I swear someone made up this formula to decide how old or young a person you can date without it being "weird", it's something like the youngest is half your age + 7, and the oldest is double your age - 7. seems like bullshit, but I thought it was interesting. here in the UK, the age of consent is only 16. I think it's kind of just an arbitrary number. I'll be 16 this year, but I doubt I'll be much more mature than I am now. that said, one of my closest friends is dating a guy who's 4 years older than her, and has been for almost 2 years. he's 17 and she only just turned 14. he's really controlling and possessive, and he's hit her a couple of times, but she puts up with it, probably 'cause she has issues with her family. thing is, that's actually considered pretty normal around here. so I think sometimes if there's too big an age gap, it can make relationships unhealthy or even abusive, 'cause it's hard for some people to stand up to their partner if they're a lot older.


----------



## Diagaro

Guess I'll add my 2 cents. I have been on both ends of the spectrum several times, only in jeopardy of prison once (she AND her muther lied about her age) my conclusion thus far is: as NeomaxiAKI said "there like math if the numbers are small enough do em in your head" (he needs to clarify exact words he used as Math is hard for Diagaro to know.
20's are reckless with themselves and me.
Older is usually better, 40+ is probably pushing it but 30's suits me well. 
You may now resume your regularly scheduled program.


----------



## caspertheghost

age is jus a number who the fuck cares


----------



## EphemeralStick

Diagaro said:


> as NeomaxiAKI said "there like math if the numbers are small enough do em in your head" (he needs to clarify exact words he used as Math is hard for Diagaro to know.
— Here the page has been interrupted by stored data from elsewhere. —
PR #872, opened 2017-02-24
Allow formatting in PMs and fix spelling mistake

sparkychildcharlie:
- fix spelling mistake in client-chat man -> main
- use ``message`` instead of ``textContent`` for showing PMs in chat.  It goes through ``Tools.parseMessage()`` in addChat in client-chat anyways when generating the green message in chatroom, so no need to use the just text version of the PM.

### DIFF
--- a/js/client-mainmenu.js
+++ b/js/client-mainmenu.js
@@ -153,7 +153,7 @@
 			var $lastMessage = $chat.children().last();
 			var textContent = $lastMessage.html().indexOf('<span class="spoiler">') >= 0 ? '(spoiler)' : $lastMessage.children().last().text();
 			if (textContent && app.curSideRoom && app.curSideRoom.addPM && Tools.prefs('inchatpm')) {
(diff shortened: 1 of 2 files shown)


js/client-mainmenu.js
```diff
@@ -153,7 +153,7 @@
 			var $lastMessage = $chat.children().last();
 			var textContent = $lastMessage.html().indexOf('<span class="spoiler">') >= 0 ? '(spoiler)' : $lastMessage.children().last().text();
 			if (textContent && app.curSideRoom && app.curSideRoom.addPM && Tools.prefs('inchatpm')) {
```
Zarel: Hm, do we even need `textContent` and `$lastMessage` at all, if we do it this way?

sparkychildcharlie: ``textContent`` is mainly for the popup in notifications, which without formatting may be cleaner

haha what i said was "Girls are like dividing numbers, if they're under 13, do em in your head." that being said i actually wouldnt mess around with anyone younger than me. i've always gone for the older types. whatever you're into thats your deal. when i was 13 i lost my v card to a 20 year old, and it was my decision. i knew full well what i was doing.


----------



## Diagaro

Thanks for the clarification Neo - knew I could count on ya.


----------



## seasonchange

when i was 16-17, i dated someone 23-24, which in retrospect is kind of a big difference, though it really didn't feel that way at the time. in most cases, i'd find that a little fucked up, but age really doesn't dictate maturity, and i feel we were well suited for each other, with the exception being he was much more ready and willing to settle down. that was what ended our relationship in the end.
i'm currently dealing with feelings for someone ten years my senior, who i lived with for a short time in a communal/punk warehouse. maybe he's just young for his age? but we've got a whole lot in common. and i think once you're at a point in life where you know what you want, what your values are, and what you're willing to compromise on, and you find someone else with similar ideals, you should go for it, if you want it.
i feel like we complement each other well and suit each other.
so if you and yours is legal, fuck age. do what you want.


----------



## KatAttack

You're only as old as you act and feel. 
I'm 20, I look about 16, but my state of mind is that of a 26 year old.
Based on that the majority of guys I date are mid to late twenties.
But for everyone else, as long as its legal and you have the best of intentions and connect on a deep level, it doesn't matter physical age.


----------



## CrisM

Like mentioned above, aside from obvious age issues, it depends on the people involved. When I was 16, I dated a 23 year old. I don't regret it and have always been a pretty level headed person myself. However, I've known people with the same age difference and it was disastrous and years after it ended, it was followed with "how could I be so immature to expect that to work". A large age difference can be tough on people too considering the surrounding drama from family and peers. It can determine whether the relationship is worth it.


----------



## freedude2012

heres ho i see the age thing in a nut shell

if your happy with the person that your with who the hell cares abought an age gap as long as both people are leagel consenting adults what should it matter how much older or yonger one is from the other and if people dont like it they can jus look at somethin else


----------



## frzrbrnd




----------



## XMNnmx

I can't help but find something distasteful about older male/younger female relationships. It's a bit silly, and I cannot place exactly why.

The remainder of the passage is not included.